HOW TO COMPLETE THIS TASK:
From the material beneath, pull every line with the word "stack".
═════ INPUT
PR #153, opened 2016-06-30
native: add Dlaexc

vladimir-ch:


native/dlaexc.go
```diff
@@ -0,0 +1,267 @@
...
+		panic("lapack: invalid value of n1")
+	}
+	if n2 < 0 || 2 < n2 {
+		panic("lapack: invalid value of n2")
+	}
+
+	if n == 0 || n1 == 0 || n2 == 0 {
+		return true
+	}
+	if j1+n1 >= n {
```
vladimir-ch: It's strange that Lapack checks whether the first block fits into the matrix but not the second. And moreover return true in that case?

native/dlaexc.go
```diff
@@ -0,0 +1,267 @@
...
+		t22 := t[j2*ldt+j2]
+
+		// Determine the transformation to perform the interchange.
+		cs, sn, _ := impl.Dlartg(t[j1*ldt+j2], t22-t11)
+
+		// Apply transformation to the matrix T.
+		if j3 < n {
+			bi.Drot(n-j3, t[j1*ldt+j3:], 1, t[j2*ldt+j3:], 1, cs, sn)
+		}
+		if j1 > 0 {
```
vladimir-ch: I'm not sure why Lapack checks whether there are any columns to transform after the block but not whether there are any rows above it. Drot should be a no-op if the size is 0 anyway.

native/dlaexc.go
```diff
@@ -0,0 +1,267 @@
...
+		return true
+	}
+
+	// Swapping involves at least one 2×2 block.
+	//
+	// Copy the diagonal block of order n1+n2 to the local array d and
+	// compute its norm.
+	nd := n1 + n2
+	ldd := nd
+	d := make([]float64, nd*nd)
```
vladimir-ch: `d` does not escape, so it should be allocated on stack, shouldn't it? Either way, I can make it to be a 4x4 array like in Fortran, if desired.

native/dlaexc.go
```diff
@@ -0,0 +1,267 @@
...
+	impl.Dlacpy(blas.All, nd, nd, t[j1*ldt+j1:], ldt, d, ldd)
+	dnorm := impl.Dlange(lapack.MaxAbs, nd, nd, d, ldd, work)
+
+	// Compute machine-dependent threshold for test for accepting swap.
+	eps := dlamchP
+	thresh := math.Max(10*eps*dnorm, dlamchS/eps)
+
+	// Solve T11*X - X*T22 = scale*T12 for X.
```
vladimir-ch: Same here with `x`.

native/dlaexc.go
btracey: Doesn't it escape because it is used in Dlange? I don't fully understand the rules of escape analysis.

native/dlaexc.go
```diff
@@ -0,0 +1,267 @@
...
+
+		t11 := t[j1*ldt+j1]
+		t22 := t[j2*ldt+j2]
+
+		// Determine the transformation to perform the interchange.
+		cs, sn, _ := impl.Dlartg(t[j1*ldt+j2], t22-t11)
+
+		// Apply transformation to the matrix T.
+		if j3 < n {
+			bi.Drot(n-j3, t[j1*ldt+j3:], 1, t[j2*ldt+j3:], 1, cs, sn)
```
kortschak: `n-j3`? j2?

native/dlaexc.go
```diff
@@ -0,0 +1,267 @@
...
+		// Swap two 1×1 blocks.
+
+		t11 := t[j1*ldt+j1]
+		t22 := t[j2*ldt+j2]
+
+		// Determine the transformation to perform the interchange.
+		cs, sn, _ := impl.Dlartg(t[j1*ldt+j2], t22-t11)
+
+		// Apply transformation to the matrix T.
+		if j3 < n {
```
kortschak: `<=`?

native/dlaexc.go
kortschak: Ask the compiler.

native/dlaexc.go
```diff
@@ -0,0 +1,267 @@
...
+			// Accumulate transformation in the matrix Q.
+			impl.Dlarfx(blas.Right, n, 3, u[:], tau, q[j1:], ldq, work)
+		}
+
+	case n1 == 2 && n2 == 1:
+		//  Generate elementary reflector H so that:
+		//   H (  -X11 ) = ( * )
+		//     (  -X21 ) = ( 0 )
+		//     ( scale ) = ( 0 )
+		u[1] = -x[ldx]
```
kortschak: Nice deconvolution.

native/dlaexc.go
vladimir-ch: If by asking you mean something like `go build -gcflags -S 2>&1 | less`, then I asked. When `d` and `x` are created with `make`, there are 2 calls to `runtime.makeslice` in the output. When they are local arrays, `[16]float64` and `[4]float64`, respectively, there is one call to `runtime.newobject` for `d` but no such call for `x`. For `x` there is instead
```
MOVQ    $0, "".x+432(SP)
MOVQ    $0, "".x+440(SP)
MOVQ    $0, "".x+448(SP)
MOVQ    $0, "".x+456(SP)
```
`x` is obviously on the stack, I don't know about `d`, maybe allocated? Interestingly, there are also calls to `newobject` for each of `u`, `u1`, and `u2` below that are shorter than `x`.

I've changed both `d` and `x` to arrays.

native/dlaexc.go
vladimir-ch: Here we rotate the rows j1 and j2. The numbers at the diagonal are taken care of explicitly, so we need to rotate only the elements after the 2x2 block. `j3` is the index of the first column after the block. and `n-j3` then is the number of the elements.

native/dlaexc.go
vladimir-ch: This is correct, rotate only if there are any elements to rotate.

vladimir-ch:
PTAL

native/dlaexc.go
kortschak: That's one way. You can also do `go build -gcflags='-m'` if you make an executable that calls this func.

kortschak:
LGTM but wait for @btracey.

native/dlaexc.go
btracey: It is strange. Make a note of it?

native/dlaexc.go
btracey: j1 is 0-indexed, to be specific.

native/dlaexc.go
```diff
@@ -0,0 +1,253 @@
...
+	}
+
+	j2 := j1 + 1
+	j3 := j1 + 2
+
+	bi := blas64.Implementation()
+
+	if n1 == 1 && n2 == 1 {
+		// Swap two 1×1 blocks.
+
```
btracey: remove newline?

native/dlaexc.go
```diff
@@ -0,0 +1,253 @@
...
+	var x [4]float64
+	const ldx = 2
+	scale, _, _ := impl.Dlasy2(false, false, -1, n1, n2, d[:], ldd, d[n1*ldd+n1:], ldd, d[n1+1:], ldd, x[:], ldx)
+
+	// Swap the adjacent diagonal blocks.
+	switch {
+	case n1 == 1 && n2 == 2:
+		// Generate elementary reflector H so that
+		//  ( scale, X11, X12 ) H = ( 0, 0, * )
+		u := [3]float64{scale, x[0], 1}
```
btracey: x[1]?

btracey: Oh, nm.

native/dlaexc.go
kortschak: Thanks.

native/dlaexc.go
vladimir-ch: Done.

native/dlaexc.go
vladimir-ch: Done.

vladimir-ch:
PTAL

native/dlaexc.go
══════════
═════ INPUT
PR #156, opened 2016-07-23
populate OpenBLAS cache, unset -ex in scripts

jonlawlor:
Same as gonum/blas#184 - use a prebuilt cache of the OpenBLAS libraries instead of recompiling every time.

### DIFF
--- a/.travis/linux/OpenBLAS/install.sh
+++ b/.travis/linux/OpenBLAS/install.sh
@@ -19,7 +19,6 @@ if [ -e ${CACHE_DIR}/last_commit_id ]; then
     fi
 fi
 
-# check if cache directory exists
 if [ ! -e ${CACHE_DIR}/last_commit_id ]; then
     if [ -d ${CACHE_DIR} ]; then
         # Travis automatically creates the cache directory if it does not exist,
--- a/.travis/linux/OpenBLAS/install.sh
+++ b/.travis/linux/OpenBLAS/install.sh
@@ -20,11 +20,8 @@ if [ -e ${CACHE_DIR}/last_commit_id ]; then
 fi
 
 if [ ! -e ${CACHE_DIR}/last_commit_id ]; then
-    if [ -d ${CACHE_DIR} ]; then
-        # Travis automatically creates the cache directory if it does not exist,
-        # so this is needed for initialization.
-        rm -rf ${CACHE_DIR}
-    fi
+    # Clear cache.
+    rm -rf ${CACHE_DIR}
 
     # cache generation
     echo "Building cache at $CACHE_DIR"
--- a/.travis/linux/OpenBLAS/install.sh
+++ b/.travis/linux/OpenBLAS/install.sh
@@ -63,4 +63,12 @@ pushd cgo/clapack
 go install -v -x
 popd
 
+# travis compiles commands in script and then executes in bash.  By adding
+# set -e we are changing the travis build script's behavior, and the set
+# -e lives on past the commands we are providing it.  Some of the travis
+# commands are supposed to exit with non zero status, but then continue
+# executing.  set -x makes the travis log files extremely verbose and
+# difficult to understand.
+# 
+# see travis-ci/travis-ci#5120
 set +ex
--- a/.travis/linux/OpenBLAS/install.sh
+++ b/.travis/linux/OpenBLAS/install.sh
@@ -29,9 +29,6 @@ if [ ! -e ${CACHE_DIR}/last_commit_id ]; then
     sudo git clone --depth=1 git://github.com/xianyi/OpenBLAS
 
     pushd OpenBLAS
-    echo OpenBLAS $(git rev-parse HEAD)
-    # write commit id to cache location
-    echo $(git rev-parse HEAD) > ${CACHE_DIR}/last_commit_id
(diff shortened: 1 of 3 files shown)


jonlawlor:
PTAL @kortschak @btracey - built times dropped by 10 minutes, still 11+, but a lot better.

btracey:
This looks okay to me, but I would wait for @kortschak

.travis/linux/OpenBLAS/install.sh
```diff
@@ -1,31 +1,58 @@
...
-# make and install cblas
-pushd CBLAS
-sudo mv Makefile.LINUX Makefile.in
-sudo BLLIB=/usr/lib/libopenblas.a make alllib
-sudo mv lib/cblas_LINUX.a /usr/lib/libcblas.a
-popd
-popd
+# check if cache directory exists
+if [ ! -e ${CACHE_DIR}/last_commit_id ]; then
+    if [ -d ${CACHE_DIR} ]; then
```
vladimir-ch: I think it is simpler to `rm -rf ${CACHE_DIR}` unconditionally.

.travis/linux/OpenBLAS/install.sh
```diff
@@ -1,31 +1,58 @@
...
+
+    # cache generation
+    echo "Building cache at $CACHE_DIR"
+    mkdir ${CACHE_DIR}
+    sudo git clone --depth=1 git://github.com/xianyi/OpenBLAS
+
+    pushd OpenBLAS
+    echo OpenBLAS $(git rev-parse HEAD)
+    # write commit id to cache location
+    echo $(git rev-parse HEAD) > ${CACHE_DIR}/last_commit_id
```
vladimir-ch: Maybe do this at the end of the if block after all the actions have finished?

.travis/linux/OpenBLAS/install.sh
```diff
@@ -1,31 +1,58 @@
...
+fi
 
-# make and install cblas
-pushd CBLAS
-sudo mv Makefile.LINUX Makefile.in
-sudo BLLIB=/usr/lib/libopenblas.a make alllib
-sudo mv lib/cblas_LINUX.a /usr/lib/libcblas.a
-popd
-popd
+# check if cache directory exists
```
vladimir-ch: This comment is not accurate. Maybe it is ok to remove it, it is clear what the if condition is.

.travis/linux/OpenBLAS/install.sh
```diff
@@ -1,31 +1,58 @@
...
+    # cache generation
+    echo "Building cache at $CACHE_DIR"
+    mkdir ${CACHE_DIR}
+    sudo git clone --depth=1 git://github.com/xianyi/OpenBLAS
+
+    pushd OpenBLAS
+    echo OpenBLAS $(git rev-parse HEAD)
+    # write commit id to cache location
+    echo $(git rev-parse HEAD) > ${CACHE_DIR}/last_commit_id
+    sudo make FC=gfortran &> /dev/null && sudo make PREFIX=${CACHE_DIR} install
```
══════════
REPLY:
vladimir-ch: `d` does not escape, so it should be allocated on stack, shouldn't it? Either way, I can make it to be a 4x4 array like in Fortran, if desired.
`x` is obviously on the stack, I don't know about `d`, maybe allocated? Interestingly, there are also calls to `newobject` for each of `u`, `u1`, and `u2` below that are shorter than `x`.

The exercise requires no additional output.